* [What you need to do] Identify all lines of the data containing the string "branch" and copy them.

== Given data ==

PR #469, opened 2025-06-25
adding GET function to render 'Application Submitted' page

sc15zs:
Ticket:
https://mhclgdigital.atlassian.net.mcas.ms/browse/FLS-1336

Description:
So far after submitting an application, we rendered the "Application submitted" template directly after the POST request has been sent. Refreshing this page resulted in the form being submitted again, and this re-submission was recognised as a response to a change-request. 
To stop this happening, after the POST request now we redirect to a new `application_submitted` route. This route uses a GET request and renders the "Application submitted" template, so now refreshing a page will not result in duplicate submission of the application, but just renders the same template.

### DIFF
--- a/pre_award/apply/default/application_routes.py
+++ b/pre_award/apply/default/application_routes.py
@@ -470,38 +470,84 @@ def submit_application():
 
     submitted = format_payload_and_submit_application(application_id)
 
-    with force_locale(application.language):
-        if round_data.is_expression_of_interest:
-            eoi_decision = submitted.get("eoi_decision")
+    # with force_locale(application.language):
+    #     if round_data.is_expression_of_interest:
+    #         eoi_decision = submitted.get("eoi_decision")
+    #         return render_template(
+    #             "apply/eoi_submitted.html",
+    #             eoi_pass=Decision(eoi_decision) in [Decision.PASS, Decision.PASS_WITH_CAVEATS],
+    #             fund_name=fund_data.name,
+    #             round_name=round_data.title,
+    #             fund_short_name=fund_data.short_name,
+
+    return redirect(
+        url_for(
+            "application_routes.application_submitted",
+            application_id=submitted.get("id"),
+            application_language=application.language,
+            reference=submitted.get("reference"),
+            application_reference=application.reference,
+            email=submitted.get("email"),
+            fund_name=fund_data.name,
+            fund_short_name=fund_data.short_name,
+            round_id=round_data.id,
+            fund_type=fund_data.funding_type,
+            round_short_name=round_data.short_name,
+            assessment_start_date=assessment_start_date,
+            is_eoi=round_data.is_expression_of_interest,
+            eoi_decision=submitted.get("eoi_decision"),
+            round_name=round_data.title,
+            round_prospectus=round_data.prospectus,
+        )
+    )
+
+
+@application_bp.route("/application_submitted/<application_id>", methods=["GET"])
+def application_submitted(application_id):
+    # Get query parameters
+    reference = request.args.get("reference")
+    application_language = request.args.get("application_language")
+    application_reference = request.args.get("application_reference")
+    email = request.args.get("email")
+    fund_name = request.args.get("fund_name")
+    fund_short_name = request.args.get("fund_short_name")
+    round_id = request.args.get("round_id")
+    fund_type = request.args.get("fund_type")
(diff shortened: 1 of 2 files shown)


pre_award/apply/default/application_routes.py
```diff
@@ -471,38 +471,84 @@ def submit_application():
 
     submitted = format_payload_and_submit_application(application_id)
 
-    with force_locale(application.language):
-        if round_data.is_expression_of_interest:
-            eoi_decision = submitted.get("eoi_decision")
+    # with force_locale(application.language):
```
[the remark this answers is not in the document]
sc15zs: Yes, sorry, forgot to remove. Now it's gone.

wjrm500 (changes requested):
Almost there I think, couple of things to mention:

1. I've compared the "Application submitted" screen between main branch and this feature branch and there is one difference - on main branch, the "Sign out" link is available in the header; on the feature branch it is not
2. There are a lot of query parameters passed at the moment - we could reduce this to zero by re-implementing the logic of `submit_application` inside the new route function e.g., `get_application_data`, `get_fund_data`, `get_round_data` and `get_assessment_start`. My feeling is the performance impact of a few extra database calls is negligible compared to the benefits of clean URLs and better architecture

sc15zs:
> Getting error when testing an eoi fund, would be helpful to double check this.

Thanks for raising this. Now it's fixed, eoi_decision had to be converted back to integer.

sc15zs:
> Almost there I think, couple of things to mention:
> 
> 1. I've compared the "Application submitted" screen between main branch and this feature branch and there is one difference - on main branch, the "Sign out" link is available in the header; on the feature branch it is not
> 2. There are a lot of query parameters passed at the moment - we could reduce this to zero by re-implementing the logic of `submit_application` inside the new route function e.g., `get_application_data`, `get_fund_data`, `get_round_data` and `get_assessment_start`. My feeling is the performance impact of a few extra database calls is negligible compared to the benefits of clean URLs and better architecture

@wjrm500 Thanks for noticing these.
1. I didn't just want to add the links to the EOI template, I'll leave it to decide for the PM if they want to do it. Created a ticket for this: https://mhclgdigital.atlassian.net.mcas.ms/browse/FLS-1355
2. Changed it such that we now do everything in the `application_submitted` function, except for actually submitting the application, which remained in the `submit_application` function.

wjrm500 (changes requested):
The `application_submitted ` function scares me a bit now, I must admit!

I can see that we are no longer passing query parameters, but that data that is emitted from `format_payload_and_submit_application` is required for the templates, so to get that we are now using two approaches - session storage and then replication of logic from the application store endpoint (`SubmitApplicationView`) as backup. This manifests in the following lines:

```
submitted = session.pop("submitted_application", None)
```

```
if not submitted:
    account = get_account(application.account_id)
```

```
application_email = submitted.get("email") if submitted else account.email
```

```
if submitted:
    eoi_decision = submitted.get("eoi_decision")
else:
    submit_view = SubmitApplicationView()
    appl = get_application_data(application_id, as_dict=True)
    eoi_decision = submit_view.get_application_eoi_response(appl)["decision"]
```

This feels quite complex, especially that final bit; I think when I mentioned that we could potentially reduce to zero query parameters, I (wrongly) thought that the `application_id` would be sufficient to get all of the stuff we needed for the templates - so my bad!

I _think_ the best approach here is to pass `email`, `reference` and `eoi_decision` as query parameters. That way we're working with a URL of manageable length, we aren't duplicating database calls, and we don't have to worry about pesky sessions. What do you reckon?

pre_award/apply/default/application_routes.py
```diff
@@ -450,6 +450,23 @@ def continue_application(application_id):
 @verify_round_open
 def submit_application():
     application_id = request.form.get("application_id")
+    submitted = format_payload_and_submit_application(application_id)
+    return redirect(
+        url_for(
+            "application_routes.application_submitted",
+            application_id=application_id,
+            email=submitted.get("email"),
```
wjrm500, line 458: Found then tested locally that Flask correctly encodes query parameters including email addresses automatically so this is fine 👍

wjrm500 (approved):
Looks good! Overall a nice improvement to the code

pre_award/apply/default/application_routes.py
sc15zs: Thank you, Will!

PR #470, opened 2025-06-25
enable MultiFieldInput for applicant export

israr-ulhaq:
https://mhclgdigital.atlassian.net/browse/FLS-1341

This change includes MultiInputFields in the "Applicant Export Information" CSV file, as required by PFN.
To test, please fill out a PFN application, then go to the assessment side and download the "Applicant Export Information" CSV.

For now I've only added 'profile and spend forecast in the assessor_export but we could add more if grant team asks at the time of complete configuration for PFN in assess.

To review the final csv file have a look at the attachment.
Note : PFN is happy with this format

[assessor_export_2025-06-27_09-14-58_en.csv](https://github.com/user-attachments/files/20943542/assessor_export_2025-06-27_09-14-58_en.csv)

### DIFF
--- a/pre_award/assessment_store/db/queries/assessment_records/queries.py
+++ b/pre_award/assessment_store/db/queries/assessment_records/queries.py
@@ -803,8 +803,10 @@ def get_export_data(  # noqa: C901 - historical sadness
                                         applicant_info[title] += f"({child_title}): {child_value}\n"
 
                                 applicant_info[title].strip()
+                                continue
                             else:
-                                applicant_info[title] = answer
+                                applicant_info[title] = str(answer)
+                            applicant_info[title] = answer
             applicant_info = add_missing_elements_with_empty_values(applicant_info, form_fields, language)
         final_list.append(applicant_info)
 


wjrm500 (commented):
Hey @israr-ulhaq, initial thoughts on the code...

- I can see lots of new content in this `assessment_mapping_fund_round.py` but not sure where to validate it against, is it just a case of cross-referencing against the JSON forms for the new PfN round (have they already been committed?)
- Why are we storing the formatted children as a `\n`-separated string just to split it in the new code in `queries.py` - why not store them in a structured way to minimise code complexity down the line?

A thought on the PR itself - best to rebase main not merge main when updating a branch to avoid merge commits. Also, could you provide screenshots in the description please 🙏

Finally, good to highlight PRs ready for review in the #funding-service-live-services Slack channel

Ta

pre_award/assessment_store/db/queries/assessment_records/queries.py
```diff
@@ -792,7 +792,19 @@ def get_export_data(  # noqa: C901 - historical sadness
...
+                                if title not in applicant_info:
+                                    applicant_info[title] = ""
+                                for child in answer:
+                                    for child_key, child_value in child.items():
+                                        child_title = child_map.get(child_key, child_key)
+                                        # Append each child value as a new line in the same column
+                                        applicant_info[title] += f"({child_title}): {child_value}\n"
+
+                                applicant_info[title].strip()
+                            else:
```
sc15zs, line 806: Just a question: When do we expect the `else` branch to be executed? 
I assume it is to cover if `field_type == "MultiInputField"`, but `answer` is not a list. What would it be in this case?

sc15zs: I don't think we need anything extra added, I just don't know when it wouldn't be a list, but something else, and what type would it be in that case (a string, or something else).

israr-ulhaq: Thank You @sc15zs for spotting this!

PR #471, opened 2025-06-25
remove assessment date for DPIF

israr-ulhaq:
DPIF fund team doesn't want to show the assessment dates to the user on the submission page for this round.
Screenshot 2025-06-25 at 16 51 22


wjrm500 (commented):
Have left one comment, which is actually to do with existing code not your code - but as its on the same line, feels like a good chance to change.

❤️  the screenshot in PR description

Only other comment I have is that it is not clear where this work came from, as there is no linked ticket. Obviously I trust that you aren't just inventing requirements, but good to have an audit trail

israr-ulhaq:
> Have left one comment, which is actually to do with existing code not your code - but as its on the same line, feels like a good chance to change.
> 
> ❤️ the screenshot in PR description
> 
> Only other comment I have is that it is not clear where this work came from, as there is no linked ticket. Obviously I trust that you aren't just inventing requirements, but good to have an audit trail

Thanks Will for a beautiful review, after confirming again from Chanel, this change no more needed after the recent content changes. So I'll close this PR now.

PR #374, opened 2025-09-11
Issue # 373 - XC: apply Filter Manager for Xtream ingest

Blarm1959:
On Dispatcharr (Debian LXC), **Filter Manager rules are not applied for Xtream (XC) accounts.
The same filters work correctly for M3U (Standard) accounts.
The Groups UI selection does work for XC.

On checking the code in apps\m3u\tsks.py I can see that the filter code is included in
process_m3u_batch
but not included in
process_xc_category


Blarm1959:
Replaced by #420.  
This new PR is rebased cleanly onto `dev` and contains only the two intended commits.
Closing this one.

Issue #373, opened 2025-09-11
[Bug]: Filters ignored for Xtream (XC) accounts; Groups selection works, M3U filters OK


Blarm1959:
### Describe the bug

On Dispatcharr (Debian LXC), **Filter Manager rules are not applied for Xtream (XC) accounts. 
The same filters work correctly for **M3U (Standard)** accounts. 
The **Groups** UI selection does work for XC.

On checking the code in apps\m3u\tsks.py I can see that the filter code is included in
process_m3u_batch
but not included in
process_xc_category

I will open a PR with the filter code added to process_xc_category which I have tested

### How can we recreate this bug?

Add filters to an Xtream (XC) account
They will not be used

### Dispatcharr Version

v0.8.0

### Docker Version

N/A (Debian LXC under PVE)

### What's in your Docker Compose file?

N/A

### Client Information

Dispatcharr: v0.9.0 (installed via `debian_install.sh`)
Host: Debian LXC under PVE

Blarm1959:
I have create a PR named 'Issue # 373 - XC: apply Filter Manager for Xtream ingest'

PR #420, opened 2025-09-18
Fix: apply XC filters (issue #373) plus fixes for M3U filters in going from v0.8.0 to v0.9.1

Blarm1959:
On Dispatcharr (Debian LXC), **Filter Manager rules are not applied for Xtream (XC) accounts.
The same filters work correctly for M3U (Standard) accounts.
The Groups UI selection does work for XC.

There are 2 commits

Commit 1:
On checking the code in apps\m3u\tsks.py I can see that the filter code is included in
process_m3u_batch
but not included in
process_xc_category

Commit 2:
Also going from v0.8.0 to v0.9.1 the filters were erroring on M3U accounts
This change was made for v0.9.0/v0.9.1 in m3u/tasks.py:
                    if (f.custom_properties or {}).get(
I changed it back to:
                    if json.loads(f.custom_properties or "{}").get(
as i it was giving an error and then it worked again for M3U accounts

A line in M3UFilter.jsx was also changed similarly:
        case_sensitive: (filter.custom_properties || {}).case_sensitive ?? true,
I changed it back to:
        case_sensitive:
          JSON.parse(filter.custom_properties || '{}').case_sensitive ?? true,
as it was giving an error and the case_sensitive was always showing as ON in the GUI form even when set to OFF


SergeantPanda:
Closing after our discussion in Discord.

PR #423, opened 2025-09-18
Add 'UK' region

bigpandaaaa:
I'm not sure if this was intentional, but the UK seems to be missing from the region list.

### DIFF
--- a/frontend/src/constants.js
+++ b/frontend/src/constants.js
@@ -303,6 +303,7 @@ export const REGION_CHOICES = [
   { value: 'tz', label: 'TZ' },
   { value: 'ua', label: 'UA' },
   { value: 'ug', label: 'UG' },
+  { value: 'uk', label: 'UK' },
   { value: 'um', label: 'UM' },
   { value: 'us', label: 'US' },
   { value: 'uy', label: 'UY' },


pantherale0:
It is there, the list seems to be based on ISO3166-1 which makes "UK" an invalid country code. What you are looking for instead is "GB"

https://en.wikipedia.org/wiki/ISO_3166-1_alpha-2#GB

===

* [Exercise output]
1. I've compared the "Application submitted" screen between main branch and this feature branch and there is one difference - on main branch, the "Sign out" link is available in the header; on the feature branch it is not
> 1. I've compared the "Application submitted" screen between main branch and this feature branch and there is one difference - on main branch, the "Sign out" link is available in the header; on the feature branch it is not
A thought on the PR itself - best to rebase main not merge main when updating a branch to avoid merge commits. Also, could you provide screenshots in the description please 🙏
sc15zs, line 806: Just a question: When do we expect the `else` branch to be executed? 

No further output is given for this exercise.